Given information below:

Issue #745, opened 2022-09-21
Decrease cyclomatic complexity of main function


huseyinbabal:
## Description
Since the [main.go](https://github.com/kubeshop/botkube/blob/main/cmd/botkube/main.go) is too big, linter check fails due to cyclomatic complexity as shown below.

```
WARN [linters context] structcheck is disabled because of generics. You can track the evolution of the generics support by following the https://github.com/golangci/golangci-lint/issues/2649.
cmd/botkube/main.go:59:1: cyclomatic complexity 31 of func `run` is high (> 30) (gocyclo)
func run() error {
^
```

## Expected behavior

Linter check should succeed

## Actual behavior

It fails due to the cyclomatic complexity threshold

## Steps to reproduce

The threshold is increased to 35, it can be reproduced by setting it to 30 which is default value and run `make lint-fix`.

PR #1006, opened 2023-03-06
Reload Botkube on remote config change

pkosiec:
## Description

- Reload Botkube on remote config change

## Limitations

As the TODO comment states, right now Botkube will reload on every config change:

```
	// TODO: check if notifications are enabled and if so:
	//  - update notifications for a given channel (this needs a global state)
	//  - send message to a given channel (this needs a rework for the notifier executor)
	//    - updating notifications should happen after ConfigMap update, not before
	//    - same for remote config reloader
	//  - do not restart the app
```

This is something to address in future.

## Follow-ups
- https://github.com/kubeshop/botkube/issues/1011
- https://github.com/kubeshop/botkube/issues/1012


internal/config/reloader/restarter.go
```diff
@@ -0,0 +1,66 @@
...
+
+	r.log.Infof(`Reloading te the deployment "%s/%s"...`, r.deploy.Namespace, r.deploy.Name)
+	// This is what `kubectl rollout restart` does.
+	restartData := fmt.Sprintf(k8sDeploymentRestartPatchFmt, time.Now().String())
+	_, err = r.k8sCli.AppsV1().Deployments(r.deploy.Namespace).Patch(
+		ctx,
+		r.deploy.Name,
+		types.StrategicMergePatchType,
+		[]byte(restartData),
+		metav1.PatchOptions{FieldManager: "kubectl-rollout"},
```
mszostok, line 59: It looks like we should come up with our custom name: https://kubernetes.io/docs/reference/using-api/server-side-apply/#managers

internal/config/reloader/remote.go
```diff
@@ -0,0 +1,203 @@
...
+	"github.com/kubeshop/botkube/pkg/config"
+)
+
+// DeploymentClient defines GraphQL client.
+type DeploymentClient interface {
+	GetResourceVersion(ctx context.Context) (int, error)
+	GetConfigWithResourceVersion(ctx context.Context) (remote.Deployment, error)
+}
+
+// NewRemote returns new ConfigUpdater.
```
mszostok, line 23:
```suggestion
// NewRemote returns new RemoteConfigReloader.
```

internal/config/reloader/remote.go
```diff
@@ -0,0 +1,203 @@
...
+		currentCfg:    cfg,
+		resVersion:    cfgVer,
+		interval:      cfg.ConfigWatcher.Remote.PollInterval,
+		deployCli:     deployCli,
+		resVerHolders: resVerHolders,
+		restarter:     restarter,
+	}
+}
+
+type RemoteConfigReloader struct {
```
mszostok, line 36: not sure what's your approach on this PR but it's quite random when it comes to commenting exported struct/methods 😄

cmd/botkube/main.go
```diff
@@ -74,11 +74,11 @@ func run(ctx context.Context) error {
 	// Load configuration
 	intconfig.RegisterFlags(pflag.CommandLine)
 
-	remoteCfgSyncEnabled := graphql.IsRemoteConfigEnabled()
-	gqlClient := graphql.NewDefaultGqlClient()
-	deployClient := intconfig.NewDeploymentClient(gqlClient)
+	remoteCfg, remoteCfgEnabled := remote.GetConfig()
```
mszostok, line 77: we need to finally clean up this main func. We are creating real clients just to not use them in case of `remoteCfgEnabled`. 

With such pattern we will in a moment end-up with creating no-op implementation that we will pass to other "getter" to return no-op with no-op deps 🙈

mszostok (commented):
one of you will end-up with conflicts 😄 
https://github.com/kubeshop/botkube/pull/1007

mszostok (approved):
Tested e2e, works great 🚀

internal/config/reloader/remote.go
pkosiec: Whenever I see I didn't put a comment, I try to do it 😄 Will fix it - I think we have the linter errors silenced for internal 🤔 (the comments-related check)

cmd/botkube/main.go
pkosiec: True :/ I tried to improve things a bit, but I know it's not enough. Will sync with you tomorrow 👍

pkosiec: Ok, ensured that we don't create clients when remote config is enabled:

```go
	remoteCfg, remoteCfgEnabled := remote.GetConfig()
	var (
		gqlClient    *remote.Gql
		deployClient *remote.DeploymentClient
	)
	if remoteCfgEnabled {
		gqlClient = remote.NewDefaultGqlClient(remoteCfg)
		deployClient = remote.NewDeploymentClient(gqlClient)
	}
```

Let's follow-up on this in https://github.com/kubeshop/botkube/issues/745, as this is IMO quite connected

helm/botkube/templates/deployment.yaml
```diff
@@ -109,18 +111,12 @@ spec:
...
-            - name: BOTKUBE_SETTINGS_LIFECYCLE__SERVER_DEPLOYMENT_NAME
-              value: "{{ include "botkube.fullname" . }}"
             - name: BOTKUBE_CONFIG__WATCHER_DEPLOYMENT_NAMESPACE
               value: "{{.Release.Namespace}}"
             - name: BOTKUBE_CONFIG__WATCHER_DEPLOYMENT_NAME
               value: "{{ include "botkube.fullname" . }}"
-            {{- if .Values.config.provider.endpoint }}
             - name: CONFIG_PROVIDER_ENDPOINT
               value: {{ .Values.config.provider.endpoint }}
-            {{- end }}
```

End of Given information.

### Task requirements:
Set out the complete listing exactly as shown.

### Answer section:
Issue #745, opened 2022-09-21
Decrease cyclomatic complexity of main function


huseyinbabal:
## Description
Since the [main.go](https://github.com/kubeshop/botkube/blob/main/cmd/botkube/main.go) is too big, linter check fails due to cyclomatic complexity as shown below.

```
WARN [linters context] structcheck is disabled because of generics. You can track the evolution of the generics support by following the https://github.com/golangci/golangci-lint/issues/2649.
cmd/botkube/main.go:59:1: cyclomatic complexity 31 of func `run` is high (> 30) (gocyclo)
func run() error {
^
```

## Expected behavior

Linter check should succeed

## Actual behavior

It fails due to the cyclomatic complexity threshold

## Steps to reproduce

The threshold is increased to 35, it can be reproduced by setting it to 30 which is default value and run `make lint-fix`.

PR #1006, opened 2023-03-06
Reload Botkube on remote config change

pkosiec:
## Description

- Reload Botkube on remote config change

## Limitations

As the TODO comment states, right now Botkube will reload on every config change:

```
	// TODO: check if notifications are enabled and if so:
	//  - update notifications for a given channel (this needs a global state)
	//  - send message to a given channel (this needs a rework for the notifier executor)
	//    - updating notifications should happen after ConfigMap update, not before
	//    - same for remote config reloader
	//  - do not restart the app
```

This is something to address in future.

## Follow-ups
- https://github.com/kubeshop/botkube/issues/1011
- https://github.com/kubeshop/botkube/issues/1012


internal/config/reloader/restarter.go
```diff
@@ -0,0 +1,66 @@
...
+
+	r.log.Infof(`Reloading te the deployment "%s/%s"...`, r.deploy.Namespace, r.deploy.Name)
+	// This is what `kubectl rollout restart` does.
+	restartData := fmt.Sprintf(k8sDeploymentRestartPatchFmt, time.Now().String())
+	_, err = r.k8sCli.AppsV1().Deployments(r.deploy.Namespace).Patch(
+		ctx,
+		r.deploy.Name,
+		types.StrategicMergePatchType,
+		[]byte(restartData),
+		metav1.PatchOptions{FieldManager: "kubectl-rollout"},
```
mszostok, line 59: It looks like we should come up with our custom name: https://kubernetes.io/docs/reference/using-api/server-side-apply/#managers

internal/config/reloader/remote.go
```diff
@@ -0,0 +1,203 @@
...
+	"github.com/kubeshop/botkube/pkg/config"
+)
+
+// DeploymentClient defines GraphQL client.
+type DeploymentClient interface {
+	GetResourceVersion(ctx context.Context) (int, error)
+	GetConfigWithResourceVersion(ctx context.Context) (remote.Deployment, error)
+}
+
+// NewRemote returns new ConfigUpdater.
```
mszostok, line 23:
```suggestion
// NewRemote returns new RemoteConfigReloader.
```

internal/config/reloader/remote.go
```diff
@@ -0,0 +1,203 @@
...
+		currentCfg:    cfg,
+		resVersion:    cfgVer,
+		interval:      cfg.ConfigWatcher.Remote.PollInterval,
+		deployCli:     deployCli,
+		resVerHolders: resVerHolders,
+		restarter:     restarter,
+	}
+}
+
+type RemoteConfigReloader struct {
```
mszostok, line 36: not sure what's your approach on this PR but it's quite random when it comes to commenting exported struct/methods 😄

cmd/botkube/main.go
```diff
@@ -74,11 +74,11 @@ func run(ctx context.Context) error {
 	// Load configuration
 	intconfig.RegisterFlags(pflag.CommandLine)
 
-	remoteCfgSyncEnabled := graphql.IsRemoteConfigEnabled()
-	gqlClient := graphql.NewDefaultGqlClient()
-	deployClient := intconfig.NewDeploymentClient(gqlClient)
+	remoteCfg, remoteCfgEnabled := remote.GetConfig()
```
mszostok, line 77: we need to finally clean up this main func. We are creating real clients just to not use them in case of `remoteCfgEnabled`. 

With such pattern we will in a moment end-up with creating no-op implementation that we will pass to other "getter" to return no-op with no-op deps 🙈

mszostok (commented):
one of you will end-up with conflicts 😄 
https://github.com/kubeshop/botkube/pull/1007

mszostok (approved):
Tested e2e, works great 🚀

internal/config/reloader/remote.go
pkosiec: Whenever I see I didn't put a comment, I try to do it 😄 Will fix it - I think we have the linter errors silenced for internal 🤔 (the comments-related check)

cmd/botkube/main.go
pkosiec: True :/ I tried to improve things a bit, but I know it's not enough. Will sync with you tomorrow 👍

pkosiec: Ok, ensured that we don't create clients when remote config is enabled:

```go
	remoteCfg, remoteCfgEnabled := remote.GetConfig()
	var (
		gqlClient    *remote.Gql
		deployClient *remote.DeploymentClient
	)
	if remoteCfgEnabled {
		gqlClient = remote.NewDefaultGqlClient(remoteCfg)
		deployClient = remote.NewDeploymentClient(gqlClient)
	}
```

Let's follow-up on this in https://github.com/kubeshop/botkube/issues/745, as this is IMO quite connected

helm/botkube/templates/deployment.yaml
```diff
@@ -109,18 +111,12 @@ spec:
...
-            - name: BOTKUBE_SETTINGS_LIFECYCLE__SERVER_DEPLOYMENT_NAME
-              value: "{{ include "botkube.fullname" . }}"
             - name: BOTKUBE_CONFIG__WATCHER_DEPLOYMENT_NAMESPACE
               value: "{{.Release.Namespace}}"
             - name: BOTKUBE_CONFIG__WATCHER_DEPLOYMENT_NAME
               value: "{{ include "botkube.fullname" . }}"
-            {{- if .Values.config.provider.endpoint }}
             - name: CONFIG_PROVIDER_ENDPOINT
               value: {{ .Values.config.provider.endpoint }}
-            {{- end }}
```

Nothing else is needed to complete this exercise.